A craniopharyngioma is a benign tumor, which most commonly affects children between 5-10 years old, though onset can sometimes occur during adulthood. Craniopharyngioma is also a rare disease with an estimated prevalence of 1:50,000 in the US. The treatment involves surgical removal of the tumor in almost all patients. The procedure can lead to complications, including damage to the hypothalamus resulting in loss of appetite control, insatiable hunger and morbid obesity. A high frequency of hypothalamic obesity, between 30% and 77%, has been reported following treatment.
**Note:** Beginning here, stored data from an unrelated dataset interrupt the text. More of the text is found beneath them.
PR #1428, opened 2017-07-28
core: reexec as root for `os` snaps if necessary

sergiusens:

### DIFF
--- a/snapcraft/cli/lifecycle.py
+++ b/snapcraft/cli/lifecycle.py
@@ -13,6 +13,7 @@
 #
 # You should have received a copy of the GNU General Public License
 # along with this program.  If not, see <http://www.gnu.org/licenses/>.
+import subprocess
 import sys
 
 import click
@@ -23,6 +24,14 @@ from . import echo
 from . import env
 
 
+def _reexec_as_root():
+    click.echo('Reexecuting the build as root')
+    try:
+        subprocess.check_call(['sudo'] + sys.argv)
+    except subprocess.CalledProcessError:
+        sys.exit(1)
+
+
 def _execute(command, parts, **kwargs):
     project_options = get_project_options(**kwargs)
 
@@ -31,6 +40,9 @@ def _execute(command, parts, **kwargs):
     else:
         try:
             lifecycle.execute(command, project_options, parts)
+        except errors.SnapcraftUserPermissionError as user_error:
+            if user_error.user == 'root':
+                _reexec_as_root()
         except Exception as e:
             echo.error(e)
             sys.exit(1)
@@ -140,10 +152,13 @@ def snap(directory, output, **kwargs):
         try:
             snap_name = lifecycle.snap(
                 project_options, directory=directory, output=output)
+            echo.info('Snapped {}'.format(snap_name))
+        except errors.SnapcraftUserPermissionError as user_error:
+            if user_error.user == 'root':
+                _reexec_as_root()
         except Exception as e:
             echo.error(e)
             sys.exit(1)
-        echo.info('Snapped {}'.format(snap_name))
 
 
 @lifecyclecli.command()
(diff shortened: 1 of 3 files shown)


snapcraft/cli/lifecycle.py
```diff
@@ -13,6 +13,7 @@
 #
 # You should have received a copy of the GNU General Public License
 # along with this program.  If not, see <http://www.gnu.org/licenses/>.
+import subprocess
```
elopio: this is missing an empty line above.

snapcraft/cli/lifecycle.py
```diff
@@ -23,6 +24,14 @@
 from . import env
 
 
+def _reexec_as_root():
+    click.echo('Reexecuting the build as root')
+    try:
+        subprocess.check_call(['sudo'] + sys.argv)
+    except subprocess.CalledProcessError:
+        sys.exit(1)
```
elopio: Why are you catching this exception here, instead of letting the caller handle it?
It already has a sys.exit(1), plus echo of the error.

snapcraft/cli/lifecycle.py
```diff
@@ -31,6 +40,9 @@ def _execute(command, parts, **kwargs):
     else:
         try:
             lifecycle.execute(command, project_options, parts)
+        except errors.SnapcraftUserPermissionError as user_error:
+            if user_error.user == 'root':
+                _reexec_as_root()
```
kyrofa: It's only build that needs this, right? Doesn't this effectively make _every_ lifecycle step run as root? Is that necessary, or can we limit it to build? I suppose everything would be owned by root at that point...

snapcraft/internal/errors.py
```diff
@@ -222,6 +222,11 @@ def __init__(self, message, snapcraft_yaml='snapcraft.yaml'):
         super().__init__(message=message, snapcraft_yaml=snapcraft_yaml)
 
 
+class SnapcraftUserPermissionError(SnapcraftError):
+
+    fmt = '{user} privilidges are required to continue'
```
kyrofa: s/privilidges/privileges/

snapcraft/internal/lifecycle.py
```diff
@@ -595,3 +602,11 @@ def clean(project_options, parts, step=None):
     _clean_parts(parts, step, config, staged_state, primed_state)
 
     _cleanup_common_directories(config, project_options)
+
+
+_TYPE_REQUIRES_ROOT = ['os']
+
+
+def _ensure_user(snap_type):
+    if (snap_type in _TYPE_REQUIRES_ROOT and os.getuid() != 0):
```
kyrofa: `os.geteuid()` might be a better fit here.

snapcraft/cli/lifecycle.py
sergiusens: prime needs it too

snapcraft/cli/lifecycle.py
sergiusens: we have a mix in our code base for this

snapcraft/cli/lifecycle.py
ogra1: build actually has the sudo calls in the build scripts of core itself now via https://github.com/snapcore/core/pull/51 ... what failed hard was prime even after this change ...

kyrofa: @ogra1 so does build not actually need this anymore? I'm leaning more and more toward having an environment variable or build attribute that says prime needs to be done with sudo rather than automatically trying it.

ogra1: exactly, build should be fine with the above "hack" to run all the live-build steps with sudo, when we tried it with the already deployed change in LP (before it got rolled back) only prime failed (note though that mksquashfs uses special options for os snaps and since we failed in prime i dont know if there would have been any subsequent errors in the "snap" step or if the filesystem permissions in teh resulting snap would have been broken)

niemeyer:
Please see the discussion in https://forum.snapcraft.io/t/run-snapcraft-in-container-as-a-user/1438

kyrofa:
This has gotten pretty stale, especially after the CLI error handling changes. I'll close for now.

PR #1430, opened 2017-07-29
tests: enable the snaps installation in armhf

elopio:


kyrofa:
This has gotten a bit stale, so I'll close for now.

PR #1431, opened 2017-07-30
tests: do not check the opencv command if it wasn't installed

elopio:


elopio:
Yes, this is a sad reminder of past times. But now that we can (in theory) install snaps in containers, we can rethink our snaps suite.
However, the installation in armhf is still failing. I need to ask about this.

PR #1432, opened 2017-08-01
kbuild plugin: support Makefile without install target

kalikiana:
Projects using **KBuild** often have no install target in the Makefile.

### DIFF
--- a/integration_tests/plugins/test_kbuild_plugin.py
+++ b/integration_tests/plugins/test_kbuild_plugin.py
@@ -23,9 +23,6 @@ import integration_tests
 
 class KBuildPluginTestCase(integration_tests.TestCase):
 
-    def setUp(self):
-        super().setUp()
-
     def test_stage(self):
         self.run_snapcraft('stage', 'kbuild-hello')
 
--- a/integration_tests/plugins/test_kbuild_plugin.py
+++ b/integration_tests/plugins/test_kbuild_plugin.py
@@ -1,0 +1,34 @@
+# -*- Mode:Python; indent-tabs-mode:nil; tab-width:4 -*-
+#
+# Copyright (C) 2016-2017 Canonical Ltd
+#
+# This program is free software: you can redistribute it and/or modify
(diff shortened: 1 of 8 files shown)


integration_tests/plugins/test_kbuild_plugin.py
```diff
@@ -0,0 +1,34 @@
...
+
+from testtools.matchers import FileExists
+
+import integration_tests
+
+
+class KBuildPluginTestCase(integration_tests.TestCase):
+
+    def setUp(self):
+        super().setUp()
```
sparkiegeek: Redundant method is redundant, KIWF :fire:

snapcraft/plugins/kbuild.py
```diff
@@ -43,6 +43,12 @@
       definitions.  If you don't want default for one or more implicit configs
       coming out of these, just add them to this list as well.
 
+    - build-attributes
+      (list of strings)
+      list of boolean build options:
```
sergiusens: we can improve this text in future PRs as this is a core attribute that the plugin understands instead of being an attribute of the plugin itself.

snapcraft/plugins/kbuild.py
```diff
@@ -103,13 +109,24 @@ def schema(cls):
             'default': None,
         }
 
+        schema['properties']['build-attributes'] = {
```
sergiusens: this is already in the main schema and not really needed here (in `schema/snapcraft.yaml`)

schema/snapcraft.yaml
```diff
@@ -288,6 +288,7 @@ properties:
             uniqueItems: true
             items:
               type: string
+              pattern: "(no-system-libraries|no-install)"
```
sergiusens: As we add values here, it might be better to use an `enum` like on https://github.com/snapcore/snapcraft/pull/1432/commits/6394486535ef6ed6c7ba0d086bfad056870a77f5#diff-fa3e006298d99e14b7fb303c7883c895R252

Due to the Prader-Willi syndrome-like insatiable hunger, hypothalamic obesity is sometimes referred to as “acquired Prader-Willi syndrome”.
As in Prader-Willi syndrome, the condition reduces quality of life and there is no effective pharmacological treatment available today for appetite control in these patients.
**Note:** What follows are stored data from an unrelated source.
PR #1433, opened 2017-08-01
core: cache FileBase entries when a checksum is provided

sergiusens:


snapcraft/file_utils.py
```diff
@@ -239,3 +239,18 @@ def calculate_sha3_384(path):
                 break
             hasher.update(buf)
         return hasher.hexdigest()
+
+
+def calculate_hash(path, *, algorithm):
+    """Calculate the hash for path with algorithm."""
+    blocksize = 2**20
+    # This will raise an AttributeError if algorithm is unsupported
+    hasher = getattr(hashlib, algorithm)()
```
elopio: nit: the potential error should go first. That way we avoid the wasted allocation of blocksize in case of error.

snapcraft/internal/cache/_file.py
```diff
@@ -0,0 +1,75 @@
...
+
+    def __init__(self):
+        """Create a FileCache."""
+        super().__init__()
+        self.file_cache = os.path.join(self.cache_root, 'files')
+
+    def cache(self, *, filename, algorithm, hash):
+        """Cache a file revision with hash in XDG cache, unless it already exists.
+        :param str filename: path to the file to cache.
+        :param str algorithm: algorithm used to calculate has as understood
```
elopio: typo: has/hash

snapcraft/internal/cache/_file.py
```diff
@@ -0,0 +1,75 @@
...
+                shutil.copyfile(filename, cached_file_path)
+        except OSError:
+            logger.warning(
+                'Unable to cache file {}.'.format(cached_file_path))
+        return cached_file_path
+
+    def get(self, *, algorithm, hash):
+        """Get the filepath which matches the hash calculated with algorithm.
+
+        :param str algorithm: algorithm used to calculate has as understood
```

Metabolic diseases (obesity, Type 2 diabetes, NASH)
In 2016, Saniona performed a Phase 2a clinical trial for Tesomet in type 2 diabetes patients. Top line data from this clinical trial was presented in January 2017. The clinical trial achieved a positive outcome on the primary endpoint with a statistically significant reduction in heart rate for patients treated with Tesomet compared to placebo. Furthermore, the key secondary and exploratory endpoints regarding body weight and waist circumference also showed statistically significant reductions compared to placebo. Glycemic secondary endpoints were not statistically significantly different from placebo in this rather short 12-weeks study.
The more recent data together with data from previous clinical studies with tesofensine, supports the use of Tesomet as a safe and effective weight loss drug in patients with metabolic disorders like type 2 diabetes and obesity. Furthermore, the statistically significant reduction in weight loss and the numeric reduction in liver fat achieved in the Phase 2a type 2 diabetes study suggests that Tesomet may provide a clinically relevant reduction in glycemic parameters over a longer period and thereby represent an interesting potential new treatment principle for type 2 diabetes and NASH (non-alcoholic steatohepatitis).
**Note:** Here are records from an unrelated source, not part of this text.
PR #1436, opened 2017-08-04
cli: properly handle exceptions

kyrofa:
This PR is an alternative to #1429. Instead of using click-specific decorators for every command, it simply installs a `sys.excepthandler` to deal properly with exceptions.

Advantages over #1429:
- Simpler
- Covers the store CLI with no additional work
- Covers future CLI additions automatically, nothing special needed

Disadvantages compared to #1429:
- Can no longer unit test CLI exit codes since the CLI is run within the same python process, the test catches the exception, and `excepthook` is never called. Integrations tests are needed instead.
- Global behavior can cause unexpected things to happen (i.e. the simple fact that some exceptions are masked by a global handler may be unexpected a year down the road when we add a new command)

### DIFF
--- a/snapcraft/_store.py
+++ b/snapcraft/_store.py
@@ -35,10 +35,6 @@ from tabulate import tabulate
 
 from snapcraft.file_utils import calculate_sha3_384
 from snapcraft import storeapi
-from snapcraft.storeapi.errors import (
-    StoreDeltaApplicationError,
-    StoreAssertionError,
-)
 from snapcraft.internal import (
     cache,
     deltas,
@@ -236,9 +232,7 @@ def _export_key(name, account_id):
 
 def list_keys():
     if not repo.Repo.is_package_installed('snapd'):
-        raise EnvironmentError(
-            'The snapd package is not installed. In order to use `list-keys`, '
-            'you must run `apt install snapd`.')
+        raise storeapi.errors.MissingSnapdError('list-keys')
     keys = list(_get_usable_keys())
     store = storeapi.StoreClient()
     with _requires_login():
@@ -258,9 +252,7 @@ def list_keys():
 
 def create_key(name):
     if not repo.Repo.is_package_installed('snapd'):
-        raise EnvironmentError(
-            'The snapd package is not installed. In order to use '
-            '`create-key`, you must run `apt install snapd`.')
+        raise storeapi.errors.MissingSnapdError('create-key')
     if not name:
         name = 'default'
     keys = list(_get_usable_keys(name=name))
@@ -268,7 +260,7 @@ def create_key(name):
         # `snap create-key` would eventually fail, but we can save the user
         # some time in this obvious error case by not bothering to talk to
         # the store first.
-        raise RuntimeError('You already have a key named "{}".'.format(name))
+        raise storeapi.errors.KeyAlreadyRegisteredError(name)
     store = storeapi.StoreClient()
     try:
         account_info = store.get_account_information()
@@ -281,8 +273,7 @@ def create_key(name):
         # yet.
         enabled_names = set()
     if name in enabled_names:
-        raise RuntimeError(
-            'You have already registered a key named "{}".'.format(name))
+        raise storeapi.errors.KeyAlreadyRegisteredError(name)
     subprocess.check_call(['snap', 'create-key', name])
 
 
@@ -290,25 +281,19 @@ def _maybe_prompt_for_key(name):
     keys = list(_get_usable_keys(name=name))
     if not keys:
         if name is not None:
-            raise RuntimeError(
-                'You have no usable key named "{}".\nSee the keys available '
-                'in your system with `snapcraft keys`.'.format(name))
+            raise storeapi.errors.NoSuchKeyError(name)
         else:
-            raise RuntimeError(
-                'You have no usable keys.\nPlease create at least one key '
-                'with `snapcraft create-key` for use with snap.')
+            raise storeapi.errors.NoKeysError
     return _select_key(keys)
 
 
 def register_key(name):
     if not repo.Repo.is_package_installed('snapd'):
-        raise EnvironmentError(
-            'The snapd package is not installed. In order to use '
-            '`register-key`, you must run `apt install snapd`.')
+        raise storeapi.errors.MissingSnapdError('register-key')
     key = _maybe_prompt_for_key(name)
     store = storeapi.StoreClient()
     if not _login(store, acls=['modify_account_key'], save=False):
-        raise RuntimeError('Cannot continue without logging in successfully.')
+        raise storeapi.errors.LoginRequiredError()
     logger.info('Registering key ...')
     account_info = store.get_account_information()
     account_key_request = _export_key(key['name'], account_info['account_id'])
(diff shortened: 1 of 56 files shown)


kyrofa:
The tests will not pass here. There's some more work to do to move exit-code-testing unit tests into integration, but I want to make sure we like this direction before I continue.

kyrofa:
@sergiusens says he prefers #1429. @elopio, @kalikiana thoughts? I've tried to outline the pros/cons here. Either way makes me happy, which makes you three a quorum.

elopio:
I don't have a preference. Both approaches look perfectly valid to me.

Just one detail here: don't turn all the unit tests for exit codes into integration tests. We should have one or two integration tests for exit codes and traces, unit tests (probably patching `sys.exit`) for the exception handler, and then full coverage of unit tests for all the commands starting one level down. So IMO, most unit tests shouldn't check exit codes, just that the right exception was raised after calling a function.

kyrofa:
Haha, since @elopio lamely backed out of having an opinion, I will state my slight preference for this PR. I think it's more likely that we add new commands without using the right decorators in the other PR (thus resulting in some commands that oddly don't handle debugging exceptions appropriately) than this PR's disadvantages biting us.

kalikiana:
Compared to #1429 I'm finding the exception_handler is nice and straight-forward compared to the cryptic click-specific approach and
this is actually a standard Python feature. For what it's worth I don't think the "unexpected things" are a concern here because everything goes through one code path, without explicitly having to add something (decorators) to certain places, requiring new test cases that are hopefully written correctly. Overall I think this is less error-prone than the alternative. So, I prefer this one.

I second @elopio regarding tests, we should only have integration tests specifically verifying return codes and traceback behavior. Anything else can basically drop tests for the exit code, because we can rely on the exception behavior without being paranoid about it.

kyrofa:
Thanks for the review @kalikiana, I agree. @sergiusens please provide your thoughts unfiltered by me. The final decision is of course up to you.

sergiusens:
If everyone prefers this, let's go with it.

sergiusens:
I just think it goes against one item in the zen of python a bit
_Explicit is better than implicit._

snapcraft/tests/test_cli_errors.py
```diff
@@ -0,0 +1,93 @@
+# -*- Mode:Python; indent-tabs-mode:nil; tab-width:4 -*-
```
sergiusens: why isn't this module under `snapcraft.tests.cli.test_cli_errors` ?

snapcraft/internal/errors.py
```diff
@@ -41,13 +41,24 @@ def __init__(self, **kwargs):
     def __str__(self):
         return self.fmt.format([], **self.__dict__)
 
+    @property
```
sergiusens: this doesn't necessarily need to be a property, it might as well be a class attribute, yes you can change it, but someone can override this behavior too.

I am less inclined about properties these days.

kyrofa:
Ignore the last push, throwing to CI while I hop in the van. Back later to clean up.

snapcraft/internal/errors.py
kyrofa: All I really care about here is API design: this is designed to be reimplemented by subclasses. I find that to be clear given a function API, making it an attribute makes that relationship less clear and more difficult to use. I'd prefer having this be either a property (function) or a real function.

snapcraft/tests/test_cli_errors.py
kyrofa: Good question. I'm not sure. It is now!

kyrofa:
Alright all done. This is a large PR since it also includes an exception sweep, but it's broken down into nice reviewable chunks via commits.

snapcraft/internal/errors.py
sergiusens: If it makes it clearer in your mind, that is all I care about.
Classes and inheritance in python is weird at times where there is no one way to do things and in general people prefer not using `property` decorators. But :+1:

snapcraft/internal/errors.py
```diff
@@ -166,6 +166,14 @@ class MissingGadgetError(SnapcraftError):
         'https://github.com/snapcore/snapd/wiki/Gadget-snap')
 
 
+class PluginOutdatedError(SnapcraftError):
+
+    fmt = 'This plugin is outdated: {message}'
+
+    def __init__(self, message):
```
sergiusens: you only really need to define `fmt` in these cases, `__init__` would do the right thing given `kwargs` in the super class.

snapcraft/cli/parts.py
```diff
@@ -13,11 +13,10 @@
 #
 # You should have received a copy of the GNU General Public License
 # along with this program.  If not, see <http://www.gnu.org/licenses/>.
-import sys
+
```
sergiusens: these new lines are unnecessary ;)

snapcraft/_store.py
```diff
@@ -281,34 +274,27 @@ def create_key(name):
...
 
 
 def _maybe_prompt_for_key(name):
     keys = list(_get_usable_keys(name=name))
     if not keys:
         if name is not None:
-            raise RuntimeError(
-                'You have no usable key named "{}".\nSee the keys available '
-                'in your system with `snapcraft keys`.'.format(name))
+            raise storeapi.errors.NoSuchKeyError(name)
```
sergiusens: why storeapi.errors and in other just errors? Maybe consolidate with storeapi.errors

snapcraft/tests/commands/test_sign_build.py
```diff
@@ -57,15 +57,30 @@ def test_sign_build_snapd_not_installed(self, mock_installed,
...
+            ['sign-build', self.snap_test.snap_path, '--local'])
 
-        self.assertThat(result.exit_code, Equals(1))
-        self.assertThat(result.output, Contains(
+        self.assertThat(str(raised), Contains(
             'The snapd package is not installed.'))
         mock_installed.assert_called_with('snapd')
         self.assertEqual(0, mock_check_output.call_count)
 
+    # @mock.patch('subprocess.check_output')
```
sergiusens: what happened here?

snapcraft/internal/errors.py
kyrofa: Yeah, but I have two problems with using the super class's `__init__` directly:

1. When there's only one or two options (both of which are required) it doesn't add meaning, just typing.
2. Typos in the kwargs doesn't result in even a linter error, but completely borks the exception. It's bitten me a few times.

I find subclassing and using positional (or kwargs the linter can pick up on) to be safer. If you disagree I can fix it.

snapcraft/cli/parts.py
kyrofa: Fixed.

snapcraft/_store.py
kyrofa: Good call, done.

snapcraft/tests/commands/test_sign_build.py
kyrofa: Whoops, ignore this! It's gone.

kyrofa:
> try and amend the changes into this commit, this seems like a commit worthy of just a rebase on top of master instead of a squash.

Yeah good idea. The review has been trivial enough so far I've just been amending the commits in question, but even if we get something more involved I can always reorganize commits at the end if we want to merge instead of squash.

sergiusens:
The tests had failed as you changed `exit_code` to a `property` but didn't update the fake error in the test. I reverted this to a `property` as if not it should have been named `get_exit_code`

snapcraft/internal/errors.py
kalikiana: What kind of errors are you referring to here? Maybe we can add some validation to the base class?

Type 2 diabetes is considered as a progressive chronic disease today. However, recent published research concludes that large patient populations may undergo long-term remission if they achieve a substantial weight loss through reduced food consumption. According to Datamonitor, the market for type 2 diabetes is estimated to grow from US $ 23 billion in 2014 to 43 billion USD in 2023 of which weight-reducing therapy options will be the major value driver.